▶ **Requirement**
The task calls for each line of the records below in which the word "darshan" appears.

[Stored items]
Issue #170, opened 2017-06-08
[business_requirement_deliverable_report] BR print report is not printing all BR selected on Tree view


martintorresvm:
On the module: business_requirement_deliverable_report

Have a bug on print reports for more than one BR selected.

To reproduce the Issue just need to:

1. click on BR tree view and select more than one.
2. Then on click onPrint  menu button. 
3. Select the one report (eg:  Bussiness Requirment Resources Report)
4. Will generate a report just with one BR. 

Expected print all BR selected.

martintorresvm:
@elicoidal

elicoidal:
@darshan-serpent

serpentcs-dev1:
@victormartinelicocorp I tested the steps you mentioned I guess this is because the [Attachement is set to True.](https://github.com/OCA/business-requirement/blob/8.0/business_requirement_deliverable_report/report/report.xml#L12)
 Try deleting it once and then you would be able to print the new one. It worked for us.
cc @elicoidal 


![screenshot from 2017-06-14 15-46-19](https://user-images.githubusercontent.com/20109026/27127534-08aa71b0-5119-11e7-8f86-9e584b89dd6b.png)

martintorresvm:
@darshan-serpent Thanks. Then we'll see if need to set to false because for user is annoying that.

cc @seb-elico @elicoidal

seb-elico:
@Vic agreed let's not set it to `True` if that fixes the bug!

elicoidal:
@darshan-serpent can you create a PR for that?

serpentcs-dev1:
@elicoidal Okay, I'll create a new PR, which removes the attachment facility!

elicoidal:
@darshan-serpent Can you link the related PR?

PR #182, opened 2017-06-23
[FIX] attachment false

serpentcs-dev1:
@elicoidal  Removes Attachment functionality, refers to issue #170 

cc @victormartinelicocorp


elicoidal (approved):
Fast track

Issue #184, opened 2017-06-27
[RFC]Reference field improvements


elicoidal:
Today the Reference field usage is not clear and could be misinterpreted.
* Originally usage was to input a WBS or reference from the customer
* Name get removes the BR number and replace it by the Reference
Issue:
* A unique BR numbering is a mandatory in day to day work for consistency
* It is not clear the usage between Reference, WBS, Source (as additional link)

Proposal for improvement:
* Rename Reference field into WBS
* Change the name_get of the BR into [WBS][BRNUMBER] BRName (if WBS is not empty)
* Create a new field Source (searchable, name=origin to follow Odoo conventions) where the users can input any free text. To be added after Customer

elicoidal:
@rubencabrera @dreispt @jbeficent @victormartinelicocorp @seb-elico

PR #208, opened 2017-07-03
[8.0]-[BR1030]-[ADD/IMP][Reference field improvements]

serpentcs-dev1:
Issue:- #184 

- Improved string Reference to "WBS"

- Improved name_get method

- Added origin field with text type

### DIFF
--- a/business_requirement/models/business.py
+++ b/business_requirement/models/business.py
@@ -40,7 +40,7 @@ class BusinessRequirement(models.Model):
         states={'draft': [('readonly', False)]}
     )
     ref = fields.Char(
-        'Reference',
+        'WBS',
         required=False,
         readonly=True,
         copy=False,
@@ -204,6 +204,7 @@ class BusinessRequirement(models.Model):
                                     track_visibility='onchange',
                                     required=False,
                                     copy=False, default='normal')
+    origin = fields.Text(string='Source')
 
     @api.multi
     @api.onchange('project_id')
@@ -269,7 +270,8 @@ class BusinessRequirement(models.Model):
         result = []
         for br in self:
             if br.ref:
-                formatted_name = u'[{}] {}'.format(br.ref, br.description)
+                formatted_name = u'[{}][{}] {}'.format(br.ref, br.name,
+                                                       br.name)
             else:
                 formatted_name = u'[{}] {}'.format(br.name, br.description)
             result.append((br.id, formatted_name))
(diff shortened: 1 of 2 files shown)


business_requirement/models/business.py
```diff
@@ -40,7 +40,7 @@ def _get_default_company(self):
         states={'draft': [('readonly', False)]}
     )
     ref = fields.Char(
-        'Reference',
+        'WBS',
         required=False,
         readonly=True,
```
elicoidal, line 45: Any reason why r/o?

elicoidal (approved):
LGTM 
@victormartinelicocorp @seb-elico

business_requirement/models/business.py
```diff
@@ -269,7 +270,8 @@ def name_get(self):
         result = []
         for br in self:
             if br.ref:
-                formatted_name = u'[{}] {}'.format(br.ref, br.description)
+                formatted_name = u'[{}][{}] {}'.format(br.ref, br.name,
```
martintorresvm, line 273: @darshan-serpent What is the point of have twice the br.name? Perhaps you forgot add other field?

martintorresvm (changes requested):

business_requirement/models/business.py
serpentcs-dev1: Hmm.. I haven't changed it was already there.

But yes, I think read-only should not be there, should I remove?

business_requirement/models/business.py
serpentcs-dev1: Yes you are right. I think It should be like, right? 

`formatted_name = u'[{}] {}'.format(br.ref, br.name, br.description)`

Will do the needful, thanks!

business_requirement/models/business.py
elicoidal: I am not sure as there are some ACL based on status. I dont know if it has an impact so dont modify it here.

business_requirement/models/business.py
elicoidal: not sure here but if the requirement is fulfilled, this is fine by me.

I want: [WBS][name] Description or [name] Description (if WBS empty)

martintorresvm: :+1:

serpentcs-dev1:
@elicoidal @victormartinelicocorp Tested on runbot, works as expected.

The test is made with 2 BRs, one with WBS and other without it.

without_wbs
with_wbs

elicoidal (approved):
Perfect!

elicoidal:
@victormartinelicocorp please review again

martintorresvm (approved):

▶ **Output**
@darshan-serpent
@darshan-serpent Thanks. Then we'll see if need to set to false because for user is annoying that.
@darshan-serpent can you create a PR for that?
@darshan-serpent Can you link the related PR?
martintorresvm, line 273: @darshan-serpent What is the point of have twice the br.name? Perhaps you forgot add other field?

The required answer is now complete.